══ EXTRACTED MATERIAL

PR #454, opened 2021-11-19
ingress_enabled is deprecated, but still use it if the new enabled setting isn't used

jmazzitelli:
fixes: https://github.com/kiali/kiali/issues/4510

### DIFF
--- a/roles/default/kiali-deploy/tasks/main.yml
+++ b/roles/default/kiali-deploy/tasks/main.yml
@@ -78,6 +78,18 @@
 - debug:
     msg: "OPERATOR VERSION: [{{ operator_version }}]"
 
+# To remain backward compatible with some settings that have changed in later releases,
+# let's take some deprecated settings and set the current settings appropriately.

════
══ EXTRACTED MATERIAL

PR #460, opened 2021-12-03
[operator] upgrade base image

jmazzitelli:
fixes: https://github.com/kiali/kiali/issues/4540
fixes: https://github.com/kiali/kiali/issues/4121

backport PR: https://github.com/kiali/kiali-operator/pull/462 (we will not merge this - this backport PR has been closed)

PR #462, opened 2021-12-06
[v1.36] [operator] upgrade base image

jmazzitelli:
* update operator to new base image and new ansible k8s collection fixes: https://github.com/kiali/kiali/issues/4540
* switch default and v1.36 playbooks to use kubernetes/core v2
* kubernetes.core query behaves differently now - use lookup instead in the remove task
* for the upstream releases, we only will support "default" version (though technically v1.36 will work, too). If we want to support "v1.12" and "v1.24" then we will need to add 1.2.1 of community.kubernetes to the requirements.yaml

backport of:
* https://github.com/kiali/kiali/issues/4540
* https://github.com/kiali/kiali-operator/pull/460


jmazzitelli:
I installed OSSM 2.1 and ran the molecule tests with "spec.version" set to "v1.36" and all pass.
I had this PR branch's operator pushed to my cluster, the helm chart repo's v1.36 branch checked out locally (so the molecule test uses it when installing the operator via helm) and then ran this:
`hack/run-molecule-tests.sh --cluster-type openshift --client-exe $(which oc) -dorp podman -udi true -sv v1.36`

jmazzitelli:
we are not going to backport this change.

════

> [WHAT YOU NEED TO DO]: Look back at the data above. Transcribe exactly the lines starting at the line that contains "PR #454, opened 2021-11-19" and ending at the line that contains "current settings appropriately.".

> [WRITTEN ANSWER]:
PR #454, opened 2021-11-19
ingress_enabled is deprecated, but still use it if the new enabled setting isn't used

jmazzitelli:
fixes: https://github.com/kiali/kiali/issues/4510

### DIFF
--- a/roles/default/kiali-deploy/tasks/main.yml
+++ b/roles/default/kiali-deploy/tasks/main.yml
@@ -78,6 +78,18 @@
 - debug:
     msg: "OPERATOR VERSION: [{{ operator_version }}]"
 
+# To remain backward compatible with some settings that have changed in later releases,
+# let's take some deprecated settings and set the current settings appropriately.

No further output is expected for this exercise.